Salient Feature Extractor for Adversarial Defense on Deep Neural Networks
Requirements Python 3.5 Tensorflow-gpu-1.3 Tflearn-0.3.2.
Folder images are examples of benign images and their adversarial examples in MNIST. The former can be correctly classified while the latter may lead to misclassification. In model folder is well-trained CNN1 model with acc=99.79%.
Running the model
We can use the GAN.py script to train the model to gain SF and TF for adversarial defense and detetion on MNIST. Advdetector is trained in detector.py Correct labels will be obtained when SF of adv is input to the model for classification.

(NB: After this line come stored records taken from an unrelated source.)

Issue #3481, opened 2024-03-21
Investigate being able to actually shut down peer connections from the holochain side


abe-njama:
Investigate being able to actually shut down peer connections from the holochain side. I.e. keep the connection open if we are in a gossip round with that peer, keep the connection open for X seconds if we just sent a remote call to that peer, otherwise close it.

ThetaSinner:
This has been started but we still don't close connections on the happy path

ThetaSinner:
This is now a Kitsune2 problem and we have issues tracking the problem there.

PR #3540, opened 2024-04-03
MetaNet to send messages to Kitsune, not the host

ThetaSinner:
### Summary

There is a fiddly initialisation order problem with the `KitsuneP2pActor` and the `MetaNet`. 
- The `MetaNet` needs to be able to talk to the Kitsune host
- The `KitsuneP2pActor` needs a reference to the `MetaNet` so that it can close the network on shutdown and hand out cloned references to the `MetaNet` as spaces are created. Spaces do the actual talking to the network.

Recent years have witnessed unprecedented success achieved by deep learning models in the field of computer vision. However, the vulnerability of them towards carefully crafted adversarial examples has also attracted increasing attention of researchers. Motivated by the observation that the existence of adversarial examples is due to the non-robust feature learned from the original dataset by models, we propose the concepts of salient feature (SF) and trivial feature (TF). The former represents the class-related feature while the latter is usually adopted to mislead the model. We extract these two features with coupled GAN model and put forward a novel detection and defense method named salient feature extractor (SFE) to defend against adversarial attacks. Concretely, detection is realized by separating and comparing the difference between SF and TF of the input while correct labels are obtained by re-identification of SF, so as to reach the purpose of defense. Extensive experiments are carried out on MNIST, CIFAR-10 and ImageNet datasets where SFE shows the state-of-the-art results in effectiveness and efficiency when compared with baselines. Furthermore, we provide interpretable understanding of the defense and detection process.